Марина обратилась к нему:
— Батюшка, — произнесла она тихо, — позвольте мне так остаться, я, право, не могу ничего делать.
— А все-таки попробовала бы! Право, работа как лекарство, дитя мое.
— Мне не надо лекарства, я не больна.
— Что тут говорить? — молвил Кузьма, качая головой. — Для тебя время прошло бы лучше, скорей, а там пани выздоровеет, и Остап воротится.
— Хоть бы и воротился, он обо мне не думает.
— А для чего же он бы женился?
— Батюшка, милый батюшка, хоть бы я и сказала тебе, ты бы не понял меня и не поверил бы мне. Я сама только чувствую, а не понимаю, как это сделалось. Он женился, как бы это сказать, для того, чтобы та пани, которая его давно любила, подумала, что он забыл ее, и оставила бы его в покое.
— Видно, он не любил ее? И то хорошо.
— Кто их поймет! Батюшка родимый, он ее очень любил, но любил и мужа и не хотел ничем вредить ему. Что я для него?
— Брось, Марина, у тебя, Бог знает, какой-то вздор в голове! Ни ладу, ни складу!
На другой день Марина пошла в сад, хотела работать, но не могла, она возвратилась снова к избе и уселась на пороге.
Прошла осень, а о Остапе и слуху не было. Марина, проводя дни и вечера сидя на обыкновенном своем месте, вскакивала, прислушиваясь к малейшему шелесту, плакала.
Однажды, рано утром, увидала она идущего с ребенком на руках Остапа: вскочила, покраснела и, онемев, стала как вкопанная.
Остап нес Стасю-сироту. Михалины уже не было на свете. Увидев жену, он почувствовал сожаление к несчастной и, протягивая ей дрожащую руку, едва мог выговорить:
— Видишь, я вернулся.
— И не покинешь уже нас?
— Никогда! — грустно сказал Остап. — Никогда, останусь с вами.
Кузьма, Акулина, все жители хутора сбежались и встретили его радостными восклицаниями, приветствуя его, обнимая, забрасывая вопросами.
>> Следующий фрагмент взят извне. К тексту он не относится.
Issue #1016, opened 2020-02-10
Add support for Simulcast/SVC.


cloudwebrtc:
## Summary

Add multiple resolution/rate support for the video track.

## Motivation

In a video conference or live broadcast scenario, multiple resolutions need to be generated at the same time on the same PC, and different devices can subscribe to the resolution they want.

SVC can adapt to network transmission by dynamically adjusting resolution and bit rate during the SFU Relay process.

## Describe alternatives you've considered

[mediasoup](https://github.com/versatica/mediasoup) already implements similar functionality, but it uses C ++

Sean-Der:
@cloudwebrtc that would be an amazing feature! Also would be really nice to just have it be on the `Track`

I will need to think about a little bit though. I need to do some research/API thinking and will come back on this!

thanks for filing, this could really open up some cool things.

sgotti:
@Sean-Der I started studying how adding simulcast will work and doing an initial implementation. Since it'll break various pion packages api (primarily webrtc and srtp) (like also discussed in #1025 for track api) I'd like to propose a design doc to cover and explain the required changes and discuss to possible options. Is the wiki the right place (a page like https://github.com/pion/webrtc/wiki/PlanningV3) to add and discuss such design doc or do you have something better in mind?

Sean-Der:
@sgotti Yes the wiki is the best place, and please edit away! 

I don't think it will be a substantial amount of work, but I am just timid to change the API and not do it right. The `/v2` API was dramatically different then the original one, and introduced a whole new set of different issues :(

sgotti:
@Sean-Der 

> I don't think it will be a substantial amount of work, but I am just timid to change the API and not do it right. The `/v2` API was dramatically different then the original one, and introduced a whole new set of different issues :(

I'll start writing something here the keep you updated, I'll try to summarize my work until now and explain why we need a different pion `Track` API.

I have an initial working implementation of simulcast handling and, to be honest, is a quite big amount of work. I'll clean it up and split in multiple patches and then publish it in the next days so you can take a look at it.

It's a big amount of work because it has to change the way tracks are handled. We have to handle mid, rid rtp/rtcp extensions, sdp extmap, rid and simulcast attributes.

[...]

PR #1195, opened 2020-05-13
Implement RTPSender.ReplaceTrack

### LINKED ISSUE #1020: Support RTPSender.ReplaceTrack()

kyteague:
#### Description
This PR implements RTPSender.ReplaceTrack, allowing callers to atomically swap tracks even as the stream is in progress. See https://developer.mozilla.org/en-US/docs/Web/API/RTCRtpSender/replaceTrack

It doesn't do a full check for renegotiation, but I think it's good enough for most people's use cases.

Let me know if there is an appropriate place to add a test.

#### Reference issue
Fixes #1020

### DIFF
--- a/rtpsender.go
+++ b/rtpsender.go
@@ -32,26 +32,23 @@ type RTPSender struct {
 
 // NewRTPSender constructs a new RTPSender
 func (api *API) NewRTPSender(track *Track, transport *DTLSTransport) (*RTPSender, error) {
-	if track == nil {
-		return nil, fmt.Errorf("Track must not be nil")
-	} else if transport == nil {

Марина с грустной улыбкой смотрела на всех, как бы желая сказать им: видите, он воротился ко мне, он меня помнит.
Этой радости не разделял только тот, кто был ее виновником.
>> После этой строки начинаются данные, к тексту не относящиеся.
PR #1200, opened 2020-05-15
[WIP] Implement simulcast

sgotti:
#### Description

---
#### NOTE
This should be considered a patch set. As a starting point I opened it as an unique PR so you can see all the work split in multiple patches (for an easier review) and the final outcome. The last patch is a simulcast example so everyone can test it with both chrome and firefox.

@Sean-Der @jeremija If you prefer that I create multiple PR for every commit let me know, opening them right now will make it difficult to follow the reason of every single PR without the global view.

---

Here's a list of the various patches

The first Patches are initial hacks to improve transceiver selection since simulcast requires sendonly sender and the transceiver must be read only, something that currently is not automatic without these patches.

The 3 patches:
* `Make trackDetails handle multi rtp streams tracks`
* `Make track multistream`
* `Make rtpreceiver multi stream`
Introduce the concept of multi rtp stream tracks. Every patch should have a quite complete explanation.

* `Negotiate extmaps` Adds extmaps negotiation (see commit description) 

* `Implement simulcast (receive)` Implement simulcast on the receiver side. The sending side is not yet implemented since the primary use case is to receive simulcast tracks from a browser (and browsers only implement simulcast sending).

* `Add simulast example` Adds a simulcast example that work with both chrome and firefox.

### TODO

[*] Add many tests. Without the sending part it's difficult to create e2e test pion<->pion. It'll also be good to implement tests using the browser e2e tests.

#### Reference issue
#1016

### DIFF
--- a/peerconnection.go
+++ b/peerconnection.go
@@ -810,7 +810,26 @@ func (pc *PeerConnection) SetRemoteDescription(desc SessionDescription) error {
 			}
 
 			t, localTransceivers = findByMid(midValue, localTransceivers)
-			if t == nil {
+			if t != nil {
+				transceiveDirection := t.Direction()
+
+				switch direction {
+				case RTPTransceiverDirectionRecvonly:
+					if transceiveDirection == RTPTransceiverDirectionRecvonly {
+						t.setDirection(RTPTransceiverDirectionInactive)
+					}
+					if transceiveDirection == RTPTransceiverDirectionSendrecv {
+						t.setDirection(RTPTransceiverDirectionSendonly)
+					}
+				case RTPTransceiverDirectionSendonly:
+					if transceiveDirection == RTPTransceiverDirectionSendonly {
+						t.setDirection(RTPTransceiverDirectionInactive)
+					}
+					if transceiveDirection == RTPTransceiverDirectionSendrecv {
+						t.setDirection(RTPTransceiverDirectionRecvonly)
+					}
+				}
+			} else {
 				t, localTransceivers = satisfyTypeAndDirection(kind, direction, localTransceivers)
 			}
 			if t == nil {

После понесенной потери он чувствовал пустоту в душе и потерял возможность найти утешение в окружающем. Там, позади, ему виднелся гроб, здесь, в кругу этих добрых и простых людей, он чувствовал себя неловко. Совесть говорила ему, что он нехорошо поступил с ними. Ему оставалось загладить свой дурной поступок перед Мариною и воспитать сироту, которому он обещал заменить отца. С болью в сердце должен был он продолжать свое земное поприще, не смея даже желать ни отдыха, ни спокойствия, ни смерти.
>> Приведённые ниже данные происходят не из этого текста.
PR #1215, opened 2020-05-24
fixed #1001

### LINKED ISSUE #1001: The first RTP packet that triggers OnTrack wouldn't be received (trivial)

illuspas:
The determinePayloadType function read the first packet of RTP to get the PayloadType.
Cache this packet and return it on the next read.

### DIFF
--- a/track.go
+++ b/track.go
@@ -33,6 +33,8 @@ type Track struct {
 	receiver         *RTPReceiver
 	activeSenders    []*RTPSender
 	totalSenderCount int // count of all senders (accounts for senders that have not been started yet)
+
+	cachePacket *rtp.Packet
 }
 
 // ID gets the ID of the track
@@ -99,6 +101,12 @@ func (t *Track) Read(b []byte) (n int, err error) {
 
 // ReadRTP is a convenience method that wraps Read and unmarshals for you
 func (t *Track) ReadRTP() (*rtp.Packet, error) {
+	if t.cachePacket != nil {
+		r := t.cachePacket
+		t.cachePacket = nil
+		return r, nil
+	}
+
 	b := make([]byte, receiveMTU)
 	i, err := t.Read(b)
 	if err != nil {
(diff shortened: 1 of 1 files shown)


Sean-Der:
Fantastic! This LGTM @illuspas 

Would you mind writing a simple test? Just asserting that if I send two packets both get received?

track.go
```diff
@@ -99,6 +101,12 @@ func (t *Track) Read(b []byte) (n int, err error) {
 
 // ReadRTP is a convenience method that wraps Read and unmarshals for you
 func (t *Track) ReadRTP() (*rtp.Packet, error) {
+	if t.cachePacket != nil {
```
Sean-Der, line 104: Can you move this into `Read`, then should be good!

illuspas: What needs to be cached here is the rtp.Packet structure, so why move to Read?

illuspas:
It does work well in my project.
However I also feel that it is not elegant to fix the problem in this way.
It is better if there are other ways to get the PayloadType in 
```
func (pc *PeerConnection) startReceiver()
```
I haven't found it yet.

track.go
Sean-Der: This fix only works if the user calls `ReadRTP` if a user calls `Read` they will not get the first packet.

If we move the caching into `Read` then `Read` and `ReadRTP` will be fixed!

illuspas: Oh, I see. So it seems that this is not a good way.

Sean-Der:
Hey @illuspas 

I think your solution makes sense. We need to implement this caching somewhere, why not in `pion/webrtc`?

We could add a `Peek` method to `pion/srtp`, but we are just pushing the complexity into another package. IMO I would prefer any custom behavior (like this) to stay in `pion/webrtc`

Пожалей его, читатель, и прости ему, как простила его добрая и кроткая Марина.
Для Стаси он был наставником и отцом, для Марины — другом, мужем и простым крестьянином, как она, для братии своей — лекарем и советником, как и прежде. Он снова надел кафтан и начал обегать села, а вечера и утро посвящал домашним обязанностям.
Да, не многие умеют быть истинно счастливы. Труден и скользок путь жизни.
Note1
Хотите пройтись по саду? (фр.).
Note2
Вы не легитимистка? (фр.).
Note3
Мужик, так мужик и есть, если еще не похуже что. (фр.).
Note4
Пусть бы его уходил, куда хочет, (фр.).